Итак, отброс из «Сцены», связанный с Русско-Персидской войной, нами найден у Пушкина и в полном соответствии с его приёмами. А это уже и одно из свидетельств пушкинского авторства этой «Сцены».
В целом же определение основных прототипов пушкинских образов позволяет исследователям отвечать на очень трудные вопросы. Ну, например, кто объяснит причину того, что осенью 1833-го года Пушкин написал концовку про «сказку-ложь» сначала в «Мёртвой царевне»? Вот она: «Сказка ложь да нам урок, А иному и намёк». Странно? Да, это странно, поскольку слово «иной» мужского рода, а отрицательных мужских образов в «Мёртвой царевне» нет. Ну, и к кому же оно может относиться? Ответ могут дать только те, кто установит основной прототип мачехи-царицы в лице Николая I, к которому и может относиться слово «иной» (в подтексте, конечно!). Однако Пушкин, чувствуя, что это слово в данной сказке не совсем уместно, перенёс его к Дадону из «Золотого петушка» в стих «Но с иным накладно вздорить». А после соответствующей переделки перенёс туда же и всю концовку, которую планировал для «Мёртвой царевны». И все эти перемещения можно объяснить лишь манипулированием с основными прототипами, что в свою очередь позволяет задуматься: а почему слово «иной», впоследствии отнесённое к Дадону, изначально было в сказке, где отрицательный образ показан в женщине? А отсюда и догадка, что под маской злой царицы может быть злой царь. И мы уже не удивляемся, когда в «Сцене» находим этого же царя под маской Варшавы, определяемой словом женского рода.
Выйдя же на турецкого султана, можно плавно перейти к «безбожному» и очень жестокому турецкому султану из песни «Видение короля», которая начинает пушкинский цикл «Песни западных славян» и написана почти синхронно с изучаемой нами «Сценой», поскольку пушкинисты датируют её «предположительно 1833-1834г.г.» (3). Другой образ жестокого турецкого султана показан Пушкиным в последней строфе стихотворения «Стамбул гяуры нынче славят», которая начинается с 30-го стиха и которая при жизни Пушкина не печаталась. И все эти султаны своей жестокостью и сильным гневом намекают нам на такого же жестокого и гневного Николая I!

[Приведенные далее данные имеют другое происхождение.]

PR #385, opened 2015-06-02
Update zh-TW.php

dha0stw:
fix term usage


wangchj:
I don't think this modification is correct and should not be merged.

briannesbitt:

В то же время надо заметить, что Пушкин, спрятавшись под маской янычара Амин-Оглу, почему-то назвал его поэму «сатирической», хотя при издании «Путешествия в Арзрум» полностью убрал оттуда какое-либо упоминание о султане, после чего к оставшемуся отрывку могут возникать следующие вопросы:
1. а насколько его можно считать сатирическим, если само слово «сатира» определяется как «сочиненье насмешливое, осмеяние слабости и порока» (Даль)?
2. Ну, а что осмеивается в отрывке из поэмы выдуманного Пушкиным янычара? Стамбул? Т.е. город, осмеивание слабостей и пороков которого имеет весьма общий характер и может намекать нам лишь о том, что под его образом спрятан какой-то человек? Однако кто он - неизвестно.
Ну, и, конечно, говоря про турецкого султана мы не можем обойти «Конька», в котором тот высветился, как я думаю, в довольно странном образе царя Салтана, о котором братья Ивана хотели узнать: «И нейдёт ли царь Салтан Басурманить христиан?». Но разве этот Салтан равен всем известному пушкинскому Салтану, который, несмотря на своё нерусское имя, всё же христианин, венчающийся на брак, и который никого «басурманить» не мог? Да и его сын Гвидон, с крестиком на шее, тоже христианин.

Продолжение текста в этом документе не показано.